According to Schmitz, the Nuverra merger would add more than 300,000 barrels/day of permitted produced water disposal capacity in Louisiana, Montana, North Dakota, Ohio and Texas.

“When combined with our existing assets and other recent acquisitions, this brings our company-wide permitted daily disposal capacity to approximately 2.5 million barrels per day,” Schmitz said.

Are the Haynesville And Bakken Eyed For Growth?

Nuverra also owns and operates a 60-mile underground twin pipeline network in the Haynesville that collects and transports produced water for reuse.
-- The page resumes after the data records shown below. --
Issue #2807, opened 2024-10-30
Slashes in markdown urls changed to `%2F`


andrewmarx:
I have a few prerendered images in my articles that I manually insert in the markdown like so:
```
![](img/coinflipmatrix.svg)
```
This used to be okay and would build into:
```
<img src="img/coinflipmatrix.svg">
```
But under the most recent version of pkgdown, it's replacing the slashes with `%2F`:
```
<img src="img%2Fcoinflipmatrix.svg">
```
Which breaks the link. I don't know if it's actually a pkgdown issue or something else pkgdown uses. If it is pkgdown, I don't know how old my previous version of pkgdown was to narrow down when it started; it may have been very outdated.

wlangera:
Hi

I still have this issue.

**Environment**:

- pkgdown version: 2.1.1
- R version: 4.3.3
- Operating system: Windows

**Description**:

When including images in articles located in `vignettes/articles/`, the generated HTML encodes the `/` characters in the image paths as `%2F`. For example, an image referenced as `figures/bootstrapping.png` results in the following HTML:

```html
<img src="figures%2Fbootstrapping.png" alt="Bootstrap resampling a data cube.">
```


This encoding causes the images not to display correctly on the site.

**Steps to Reproduce**:

1. Place an image in `vignettes/articles/figures/bootstrapping.png`.
2. In an article `.Rmd` file located in `vignettes/articles/`, include the image using Markdown syntax:

 ```markdown
 ![](figures/bootstrapping.png)
 ```

3. Build the site using `pkgdown::build_site()`.
4. Observe that the generated HTML encodes the image path as `figures%2Fbootstrapping.png`.

**Expected Behavior**:

The image path in the generated HTML should retain the `/` characters, resulting in:

```html
<img src="figures/bootstrapping.png" alt="Bootstrap resampling a data cube.">
```

**Additional Information**:

I've attempted to place the images in different directories and reference them using various paths, but the issue persists.

Andrew0Hill:
@wlangera Does this issue still happen for you with pkgdown 2.1.3 (current release)?

PR #2811, opened 2024-11-07
Retain forward slashes in HTML img src paths

Andrew0Hill:
Currently, there is an issue in `tweak_rmarkdown_html` which causes forward slash characters in generated `` tags to be escaped during the conversion from absolute to relative paths, causing the images to not load correctly.

i.e.
 `` 
becomes
``
after the call to `tweak_rmarkdown_html`.

The proposed change preserves what I think is the intention of the original call to `xml2::url_esacpe` (to properly encode space characters) but adds the forward slash character as a reserved character to prevent it from being encoded. 

After this change, all existing tests continue to pass.

I'm happy to try and write a test case for this issue as well if necessary.

Thanks,
Andrew

### DIFF
--- a/tests/testthat/test-tweak-page.R
+++ b/tests/testthat/test-tweak-page.R
@@ -135,3 +135,30 @@ test_that("h1 section headings adjusted to h2 (and so on)", {
     c("page-header", "section level2", "section level3", "section level2")
   )
 })
+
+test_that("slashes not URL encoded during relative path conversion", {
+  # Create a site
+  pkg <- local_pkgdown_site()
+
+  # Add the referenced image in a subdirectory of vignettes.
+  pkg <- pkg_add_kitten(pkg, "vignettes/img/")
+
+  # Get the full path to the image.
+  sim_path <- path(pkg$src_path, "vignettes/img/kitten.jpg")
+
+  # Simulate an output HTML file referencing the absolute path.
+  html <- xml2::read_html(
+    sprintf('
+    <body>
+      <img src="%s" />
+    </body>
+    ', sim_path)
+  )
+
+  # Function should update the absolute path to a relative path.
+  tweak_rmarkdown_html(html, path(pkg$src_path, "vignettes"))
+
+  # Check that the relative path has a non-encoded slash.
+  expect_equal(xpath_attr(html, ".//img", "src"), "img/kitten.jpg")
+
+})
--- a/tests/testthat/test-tweak-page.R
+++ b/tests/testthat/test-tweak-page.R
@@ -144,7 +144,7 @@ test_that("slashes not URL encoded during relative path conversion", {
   pkg <- pkg_add_kitten(pkg, "vignettes/img/")
 
   # Get the full path to the image.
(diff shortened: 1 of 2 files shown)


Andrew0Hill:
I believe this fixes #2807 as well.

hadley:
A test case would be great please!

tests/testthat/test-tweak-page.R
```diff
@@ -135,3 +135,30 @@ test_that("h1 section headings adjusted to h2 (and so on)", {
     c("page-header", "section level2", "section level3", "section level2")
   )
 })
+
+test_that("slashes not URL encoded during relative path conversion", {
+  # Create a site
```
hadley, line 140: Since you've changed only `tweak_rmarkdown_html()`, it would be better if the test could more explicitly check just that function — i.e. you don't need to set up an entire placeholder site, you can just pass `html` to `tweak_rmarkdown_html()`.

Andrew0Hill: Thanks for reviewing. 

I originally tried something similar to what you suggest, but I found that the path conversion portion of `tweak_rmarkdown_html()` makes two calls to `fs::path_real()` (lines 51 and 52), which will fail if the path referenced does not exist on the filesystem.

This means that whatever path is provided in the test HTML also needs to physically exist on the filesystem for the path resolution portion of the call to `tweak_rmarkdown_html()` to work properly. For this reason, I added the placeholder site with image, so that the paths referenced in the test HTML will exist, and the calls to `fs::path_real()` will succeed.

In the other existing test for `tweak_rmarkdown_html()` (line 112 in `test_tweak_page.R`) the test HTML doesn't contain any `` tags, so the path resolution code never runs (and therefore that test does not run into the same issue with the calls to `fs::path_real()`).

The only other way I could think of avoiding the placeholder package would be to set the img src in the test HTML to an image path that we know exists in the repository (like `test_path("assets/kitten.jpg")`, and then having it resolve the path relative to `test_path()` (untested idea below):

```r

# Get the full path to the image.
img_path <- path_real(test_path("assets/kitten.jpg"))

# Get the path we want to resolve the relative path with respect to
par_img_path <- path_real(test_path())

# Simulate an output HTML file referencing the absolute path.
html <- xml2::read_html(
  sprintf('
  <body>
    <img src="%s" />
  </body>
  ', sim_path)
)

# Update absolute path to a relative path
tweak_rmarkdown_html(html, par_img_path)

# Output path should be a relative path with respect to `test_path()`
expect_equal(xpath_attr(html, ".//img", "src"), "assets/kitten.jpg")

```

I went with the method in my current commit though since the above version would fail if the `assets/kitten.jpg` file ever moved. (The version with the placeholder package still refers to this resource, but indirectly through `pkg_add_kitten()`)

I'm happy to take another shot at this if you have any other suggestions?

hadley: Thanks for the detailed explanation! In that case it sounds like you have written the minimal test, and I'd just suggest briefly summarising this discussion as a comment.

PR #311, opened 2016-03-07
adds a toolbutton to the bookmark tray

iamutkarshtiwari:
https://github.com/sugarlabs/browse-activity/pull/26

This PR adds a `toolbutton` to the tray module to be used by the `bookmark management feature` of Browse-activity

### DIFF
--- a/src/sugar3/graphics/tray.py
+++ b/src/sugar3/graphics/tray.py
@@ -175,6 +175,35 @@ class _TrayViewport(Gtk.Viewport):
             self.notify('can-scroll-next')
 
 
+class _TrayToolButton(ToolButton):
+
+    __gtype_name__ = 'SugarTrayToolButton'
+
+    __gsignals__ = {
+        'add-link': (GObject.SignalFlags.RUN_FIRST, None, ([]))
+    }
+
+    def __init__(self, icon_name):
+        ToolButton.__init__(self)
+        self._viewport = None
+
+        self.set_size_request(style.SMALL_ICON_SIZE, style.SMALL_ICON_SIZE)
+
+        self.icon = Icon(icon_name=icon_name,
+                         pixel_size=style.SMALL_ICON_SIZE)
+        # The alignment is a hack to work around Gtk.ToolButton code
+        # that sets the icon_size when the icon_widget is a Gtk.Image
+        alignment = Gtk.Alignment(xalign=0.5, yalign=0.5)
+        alignment.add(self.icon)
+        self.set_icon_widget(alignment)
+        alignment.show_all()
+
+        self.connect('clicked', self._clicked_cb)
+
+    def _clicked_cb(self, button):
+        self.emit('add-link')
+
+
 class _TrayScrollButton(ToolButton):
 
     __gtype_name__ = 'SugarTrayScrollButton'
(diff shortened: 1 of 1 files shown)


src/sugar3/graphics/tray.py
```diff
@@ -175,6 +175,35 @@ def _adjustment_changed_cb(self, adjustment):
...
+        # that sets the icon_size when the icon_widget is a Gtk.Image
+        alignment = Gtk.Alignment(xalign=0.5, yalign=0.5)
+        alignment.add(self.icon)
+        self.set_icon_widget(alignment)
+        alignment.show_all()
+
+        self.connect('clicked', self._clicked_cb)
+
+    def _clicked_cb(self, button):
+        self.emit('add-link')
```
samdroid-apps: This code is way to specific to browse activity

iamutkarshtiwari:
@samdroid-apps Could you please suggest an alternate way to implement this? Or the other way to implement this is create a new ```TrayToolButton``` module in browse-root directory ? What would you suggest?

quozl:
I don't understand how;
* the code is specific to the activity (it doesn't seem to be),
* the code being specific to the browse activity prevents the code from being generally useful for other activities in future.

Meanwhile the code in this pull request will end up being added to Browse activity repository anyway, otherwise Browse would not be supported on existing and older versions of Sugar.  But that's peripheral to the task of assessing the code for inclusion in the toolkit.

src/sugar3/graphics/tray.py
samdroid-apps: Can we rename the signal 'add-link' to something more generic, like 'activate'

src/sugar3/graphics/tray.py
```diff
@@ -261,6 +290,10 @@ def __init__(self, **kwargs):
         self._box.pack_start(self._viewport, True, True, 0)
         self._viewport.show()
 
+        self._add_bookmark = _TrayToolButton('list-add')
+        self._box.pack_start(self._add_bookmark, False, False, 0)
+        self._add_bookmark.show()
```
samdroid-apps: We probably shouldn't add this button to every tray - otherwise we need to update every activity that uses a tray to make use of the button.

What activities are using the tray button now?  How can we make an api that let's them add a traytoolbutton only if they want it?

icarito:
Well the tray as it exists now is pretty thin on features do we want a thicker sugar-toolkit or perhaps let Activities make their own trays? I echo sam's question, what other activities use this tray widget?

iamutkarshtiwari:
@icarito It is browse specific.

icarito:
@iamutkarshtiwari It resides in sugar-toolkit-gtk3 for some reason. Presumably because it was meant to be used by more activities. If none other than Browse use it perhaps it would be better to move it into browse?

iamutkarshtiwari:
@icarito I agree.

quozl:
@iamutkarshtiwari was this added to Browse?  Perhaps https://github.com/sugarlabs/browse-activity/commit/d25af13602b092f03ae8a1b94857e587c72b2531 ?

iamutkarshtiwari:
@quozl This PR was a part of this PR - https://github.com/sugarlabs/browse-activity/pull/26 which was closed.

quozl:
So you can close this now?

PR #312, opened 2016-03-26
Update speech.py

leonardcj:
Improve the i18n of speech strings with wiki links.  Please merge and then recreate the POT file.


samdroid-apps:
We had a mailing list discussion about this is believe.  Did we reach a positive consensus?  I don't know enough about i18n to comment.

godiard:
+1. Merged

leonardcj:
Thanks, the list discussion mentioned other possible improvements, these may come in future.  In addition, there will be a near future L10n landing.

“More than 60% of Nuverra’s disposal volumes in the Haynesville are currently delivered via the pipeline network, with the ability to handle disposal volumes of more than 100,000 barrels per day,” Schmitz said.
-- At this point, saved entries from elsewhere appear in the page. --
PR #314, opened 2016-04-05
Set sugar cursor internally in sugar

erilyth:
Originally Gio.Settings were used to set the cursor. Set the cursor internally in Gdk so it doesn't effect the rest of the system.

Related PR in sugar: https://github.com/sugarlabs/sugar/pull/670

### DIFF
--- a/src/sugar3/activity/activity.py
+++ b/src/sugar3/activity/activity.py
@@ -385,6 +385,9 @@ class Activity(Window, Gtk.Container):
         self._bus = ActivityService(self)
         self._owns_file = False
 
+        sugar_cursor = Gdk.Cursor(Gdk.CursorType.LEFT_PTR)
+        self.get_window().set_cursor(sugar_cursor)
+
         share_scope = SCOPE_PRIVATE
 
         if handle.object_id:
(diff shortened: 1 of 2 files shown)


samdroid-apps:
This code only sets to the the left cursor from the current theme.  This patch does not fix the issue, what if the user has more than one cursor theme installed (Eg. Adwainta, HighColor - all pulled in by GNOME).  This patch doesn't like do anything!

In addition, Nuverra’s 50-acre landfill facility in North Dakota’s Bakken could be a “unique opportunity for Select to expand its capabilities into a new service offering. With current remaining available permitted capacity of approximately 1.3 million cubic yards, we believe the facility has the potential to be expanded up to a total of 5.8 million cubic yards of available capacity with additional permitting.”

As important, Schmitz said, the Nuverra deal would help to consolidate Select’s “sizable existing infrastructure portfolios.” The recent M&A deals “provide us with a significant footprint of recurring produced water volumes and meaningful optionality for incremental gathering and recycling infrastructure development across larger networked systems.”
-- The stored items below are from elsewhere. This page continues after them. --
PR #315, opened 2016-04-17
Allow to run activities without Sugar shell.

icarito:
- Handle lack of GSettings gracefully.
- Still requires sugar-datastore.
- Supports avoiding X11 docks/panels.
- Provides icons for Activity windows.

Try it outside Sugar. Go to an Activity directory and run 'sugar-activity'.
Tested it with Terminal, Finance, Write, Browse, Memorize under XFCE4.
Tested in Gnome under OLPC-OS.
Also works from Sugar Terminal Activity.
Does not affect regular Sugar operation.

### DIFF
--- a/bin/sugar-activity
+++ b/bin/sugar-activity
@@ -35,8 +35,10 @@ DBusGMainLoop(set_as_default=True)
 from sugar3.activity import activityhandle
 from sugar3 import config
 from sugar3.bundle.activitybundle import ActivityBundle
+from sugar3.activity.activityfactory import get_environment
 from sugar3 import logger
 
+from sugar3.bundle.bundle import MalformedBundleException
 
 def create_activity_instance(constructor, handle):
     activity = constructor(handle)
@@ -69,7 +71,13 @@ class SingleProcess(dbus.service.Object):
 
 
 def main():
-    parser = OptionParser()
+    usage = 'usage: %prog [options] [activity dir] [python class]'
+    epilog = 'If you are running from a directory containing an Activity, ' \
+             'the argument may be ommitted. Otherwise please provide either '\
+             'a directory containing a Sugar Activity [activity dir], a '\
+             '[python_class], or both.'
+
+    parser = OptionParser(usage=usage, epilog=epilog)
     parser.add_option('-b', '--bundle-id', dest='bundle_id',
                       help='identifier of the activity bundle')
     parser.add_option('-a', '--activity-id', dest='activity_id',
@@ -89,18 +97,34 @@ def main():
 
     logger.start()
 
-    if 'SUGAR_BUNDLE_PATH' not in os.environ:
-        print 'SUGAR_BUNDLE_PATH is not defined in the environment.'
-        sys.exit(1)
+    activity_class = None
+    if len(args) == 2:
+        activity_class = args[1]
+        os.chdir(args[0])
+    elif len(args) == 1:
+        if os.path.isdir(args[0]):
+            os.chdir(args[0])
+        else:
+            activity_class = args[0]
 
-    if len(args) == 0:
-        print 'A python class must be specified as first argument.'
-        sys.exit(1)
+    os.environ['SUGAR_BUNDLE_PATH'] = os.path.abspath(os.curdir)
 
     bundle_path = os.environ['SUGAR_BUNDLE_PATH']
     sys.path.append(bundle_path)
 
-    bundle = ActivityBundle(bundle_path)
+    try:
+        bundle = ActivityBundle(bundle_path)
+    except MalformedBundleException:
+        parser.print_help()
+        exit(0)
+
+    if not activity_class:
+        if bundle.get_command().startswith('sugar-activity'):
+            print 'Guessing python class from activity.info!'
+            activity_class = bundle.get_command().split(" ")[1]
+
+    if 'SUGAR_VERSION' not in os.environ:
+        environ = get_environment(bundle)
 
     os.environ['SUGAR_BUNDLE_ID'] = bundle.get_bundle_id()
     os.environ['SUGAR_BUNDLE_NAME'] = bundle.get_name()
@@ -114,7 +138,7 @@ def main():
     gettext.bindtextdomain('sugar-toolkit-gtk3', config.locale_path)
     gettext.textdomain(bundle.get_bundle_id())
 
-    splitted_module = args[0].rsplit('.', 1)
+    splitted_module = activity_class.rsplit('.', 1)
     module_name = splitted_module[0]
     class_name = splitted_module[1]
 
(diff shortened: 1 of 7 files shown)


icarito:
Also tested running activities from GNOME under OLPC-OS.

icarito:
Here's a feature page:
https://wiki.sugarlabs.org/go/Features/FreeDesktop_integration

icarito:
The intention is to support this experiment. Might even include in patch?
https://github.com/icarito/sugar-launcher-applet

quozl:
Reviewed c85738d.  Like it.

Suggest packaged activities might also provide .desktop files.

Suggest sugar-activity might also accept path to unpacked bundle.

godiard:
Very nice. 
A few suggestions:
* You can avoid code duplication using the functions get_color(), get_nick_name() in the other places where the settings are read.  
* Remove commented code.

leonardcj:
It would be nice if the changes to the POT for sugar-toolkit-gtk3 could be incorporated in this pull request, please.

bin/sugar-activity
```diff
@@ -89,19 +89,31 @@ def main():
...
-        sys.exit(1)
+    os.environ['SUGAR_BUNDLE_PATH'] = os.path.abspath(os.curdir)
 
     bundle_path = os.environ['SUGAR_BUNDLE_PATH']
     sys.path.append(bundle_path)
 
     bundle = ActivityBundle(bundle_path)
 
+    if len(args) == 0:
+        if bundle.get_command().startswith('sugar-activity'):
```
samdroid-apps: Couldn't the launcher just pass this info?

bin/sugar-activity
```diff
@@ -89,19 +89,31 @@ def main():
...
+            print 'Guessing python class!'
+            command = bundle.get_command().split(" ")[1]
+        else:
+            print 'A python class must be specified as first argument ' + \
+                    'or else run it inside a python gtk3 activity directory.'
+            sys.exit(1)
+    else:
+        command = args[0]
+
+    if 'SUGAR_VERSION' not in os.environ:
```
samdroid-apps: Mate, your launcher really should put sugar version in the environment.  Browse needs to use it, for example.

src/sugar3/activity/activity.py
```diff
@@ -436,13 +436,23 @@ def __init__(self, handle, create_jobject=True):
                                            self.__jobject_updated_cb)
         self.set_title(self._jobject.metadata['title'])
 
+        if 'SUGAR_VERSION' not in os.environ:
```
samdroid-apps: Why don't we always set the icon?  It will do no harm under sugar right?

src/sugar3/activity/activity.py
```diff
@@ -436,13 +436,23 @@ def __init__(self, handle, create_jobject=True):
...
+
     def run_main_loop(self):
         Gtk.main()
 
     def _initialize_journal_object(self):
         title = _('%s Activity') % get_bundle_name()
-        settings = Gio.Settings('org.sugarlabs.user')
-        icon_color = settings.get_string('color')
+       
+        if 'org.sugarlabs.user' in Gio.Settings.list_schemas():
```
samdroid-apps: Couldn't the launcher just set up the gsettings properly?  This feels very dirty - many things expect the gsettings to work.

src/sugar3/activity/activity.py
```diff
@@ -1251,7 +1262,16 @@ def get_activity_root():
     if os.environ.get('SUGAR_ACTIVITY_ROOT'):
         return os.environ['SUGAR_ACTIVITY_ROOT']
     else:
-        raise RuntimeError('No SUGAR_ACTIVITY_ROOT set.')
```
samdroid-apps: Maybe the launcher could set the activity root as well?

Also, imports should be at the top of the file?

samdroid-apps:
Hi @icarito, thanks for the patch.

An important consideration for this patch is code architecture.  I think that right now, it is not a good architecture.  It is hacking around things that the toolkit (and also activities) previosuly assumed were present; eg. compensating for the lack of gsettings.

I think that maybe we could do this better by having a "launcher script" that setup the environment for the activity (eg. ensure that the gsettings are set up properly), and then launch the activity as per the activity.info description.  That script could be shipped with sugar, or sugar-toolkit-gtk3.

Maybe the script could look like:  `sugar-external-launch-activity /usr/sugar/activities/Browse.activity`?

quozl:
I'm fine with this level of hacking around things at this stage of feature development; none of the hacks should cause problems in this release.  Architectural improvements can come later.

We already have `sugar-launch` so perhaps it could be adjusted to recognise that the process environment is not Sugar but some other desktop.  That would let us use the same tool in multiple places.

samdroid-apps:
What is the need to "handle the lack of gsettings"?  If the user has installed sugar, won't they have the gsettings schemas installed and therefore available?  This is what happened when I tested on my Fedora machine.

quozl:
> What is the need to "handle the lack of gsettings"?

org.sugarlabs.user may be either not set, or not available.

> If the user has installed sugar, won't they have the gsettings schemas installed and therefore available?

Not if they have only installed the toolkit.

Not if the GSettings infrastructure is unavailable, as happens on some desktop environments that predate or are not subsets of Gnome.

icarito:
Everybuddy thanks for your kind reviews. I think I've handled most everybuddy's concerns with the latest version of the patch. Of course more could be done. Looking forward.

samdroid-apps:
Love it.  Looking good.

Just 1 thing before the merge.  Please move the import statements to the top of the file, with the other import statements.

icarito:
Done!

icarito:
I imagine sugar-toolkit-gtk3 might be uploaded to the python cheese shop :-)

icarito:
Hi this decouples sugar-toolkit-gtk3 from the sugar-shell which might be a first step towards running under broadwayd (HTML5). @godiard @quozl are we good enough to merge? Thanks in advance!

icarito:
> Suggest packaged activities might also provide .desktop files.

Do you mean activities themselves should provide .desktop files? Perhaps we could provide a script `activity_info2desktopfile`.

quozl:
@icarito,
* i've cherry-picked 2f2b2d20d8ba8b6b94941dc0fed06a82c0f41a9f into my OLPC branch, thanks, so it's good enough for me, no idea what Sugar Labs thinks,
* desktop files in the activity packages would let other desktops start activities, and the bundlebuilder could be improved to make desktop files.

samdroid-apps:
Na, this stuff is all good.  @quozl, feel free to do the merge in future.  I will actually merge it this time.

icarito:
@samdroid-apps moving imports to the top of the file broke GTK2 activities! I've provided #317 to fix it, or we could move the import to the conditional in this case.

icarito:
(credit goes to @quozl for figuring the issue out!)

icarito:
@leonardcj I had answered your concern by updating the commit message but I guess github doesn't email updated commit logs:

    It would be nice if the changes to the POT for sugar-toolkit-gtk3
    could be incorporated in this pull request, please.
        - There were no changes to POT files as part of this patch. Maybe
        it is worth translating low level command line tools, not sure. Currently they aren't, and changing that goes beyond the scope of this patch.

icarito:
Please also review and merge the companion patch to sugar-toolkit:
https://github.com/sugarlabs/sugar-toolkit/pull/3

Thanks in advance!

Select’s technology platform including FluidMatch, offers E&Ps “sustainable, full lifecycle water and chemicals solutions,” Schmitz noted. “We believe there remains significant opportunity to further commercialize and transition these legacy infrastructure assets toward new sustainable strategies revolving around our water recycling…”

The goal, he said, is to “develop sustainable water solutions with a shared commitment to conservation. Ultimately, we view this captive supply of produced water as an alternative, sustainable water source and will continue to invest in the technology and infrastructure needed to provide these solutions to our customers.”

Since the start of the fourth quarter, Select also has seen a “strong recovery in activity and financial performance…buoyed by a robust commodity price environment,” Schmitz said. In addition, there’s enthusiasm about the “opportunities that lie ahead in 2022.

“In total, upon completion of the Nuverra acquisition, we will have added an estimated nearly $300 million of incremental annualized run rate revenue through M&A since the beginning of the third quarter of 2021,” he noted.

“Consistent with our belief that consolidation in the oilfield service markets is a critical avenue to advance profitability in the industry, we also believe there are meaningful cost synergy opportunities to be gained from these acquisitions, including resolving the duplication of public company cost structures with Nuverra.”

The Nuverra transaction has been unanimously approved by each board, and is set to be completed by the end of March. Nuverra agreed to trade all outstanding shares for 4.2 million shares of Select common stock. Select also has a support agreement with Nuverra stockholders that collectively represent 85% of the outstanding voting shares to approve the transaction.